HIV Epidemic Progress and Opportunities
The national HIV AIDS strategy aims to end the epidemic by 2030 by reducing new infections by 75% in 2025 and by 90% in 2030. They also plan to increase linkage to care by 95% in 2025 and increase viral suppression to 95% in those who have an HIV diagnosis. A major focus area to achieve these goals is to increase PrEP coverage (preventive service that must be covered without additional cost to the patient, even before a deductible is met). While progress is being made, acceleration is needed.
“We can share joy in the fact that we have expanded HIV testing and rapid linkage to care for our patients who have been diagnosed with HIV,” said Bernard. “Increased access to anti-retroviral therapy helps patients achieve viral suppression, thereby reducing illness and transmission. The growth of PrEP for our pre-exposure prophylaxis programs and the syringe support system nationally are paving the way. There are also small growths within our personal health care system, such as the collaboration with a clinical pharmacist to help diagnose and treat our HIV patients. Some of the challenges we are facing are persistent stigma, discrimination and funding gaps, which create barriers to care and prevention, especially for these marginalized groups. I would say socioeconomic challenges are probably our greatest hurdle.”
How Clinical Pharmacists Bridge Care Gaps
Clinical pharmacists help identify patients in need of treatment for HCV and HIV and initiate medication therapies. They bridge the gap between screening the patient, identifying them as needing treatment and then attending to the patient until they get the desired clinical response. They support the treatment process while also supporting both the patient and the provider.

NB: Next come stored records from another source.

PR #1459, opened 2026-04-28
RB: make inner loop over circuit-depth for better packing of batches

RoyStegeman:
Since doing the optimal packing for many sequences into batches is computationally inefficient, qibolab relies on approximate methods. For now, the best result I obtained is by doing a small optimization in qibolab, on top of an inner loop over depths. This is mostly empirical, and at some point we may change qibolab to perform it's own ordering first, but since this works best after some empirical tests, I'd like to make this change in qibocal. 

Still to be tested on qpu.

### DIFF
--- a/src/qibocal/protocols/randomized_benchmarking/utils.py
+++ b/src/qibocal/protocols/randomized_benchmarking/utils.py
@@ -382,9 +382,9 @@ def _generate_indexed_circuits(
 
     inv_file = getattr(params, "file_inv", None)
 
-    for depth in params.depths:
-        for target in targets:
-            for iteration in range(params.niter):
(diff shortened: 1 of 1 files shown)


alecandido (approved):

scarrazza:
@RoyStegeman did you test it on qpu?

scarrazza (approved):

RoyStegeman:
No, the calibration is still ongoing so we don't have a platform to test yet. I did this change locally before while working on the main RB PR and it worked fine. The order of the loops should not matter since the UUID is used to map the circuit to the result, but still I'd like to run it as a sanity check before merging.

“They help me by figuring out the prior authorization process, which is more than I could ever imagine doing on my own,” said Bernard. “They counsel patients on medications, monitor their adherence and offer education. They are my lifeline to making sure we are meeting the targets of getting our patients treated to completion and I could not do it without them.”
“Our pharmacists take an open communication approach to get results. Being able to identify patients in a timely manner is critical. Once patients get away, it's very hard to get them back,” said McCormack.
“And follow-ups are crucial to letting them know what's going on. I’m going to do this for you. I'm going to get you that appointment. I'm going to navigate the insurance hurdles, find out what your copay is, get you financial assistance, whether it's from the state or from the manufacturer or a co-pay card. Whatever that is, I'll arrange for the medication to be here and I keep them in the loop the whole time,” said McCormack. “These open lines of communication between the lab, the provider and the patient and bringing that all together, so that everybody's on the same page, is crucial.”
“We have patients who are worried about the side effects, and our pharmacists do a lot of counseling to help alleviate those worries and keep them on track or help manage the side effects if they come about,” said Shih. “If a patient is not scheduled and their dosing window is coming up, we will reach out to ensure the patient is reminded about their appointment.”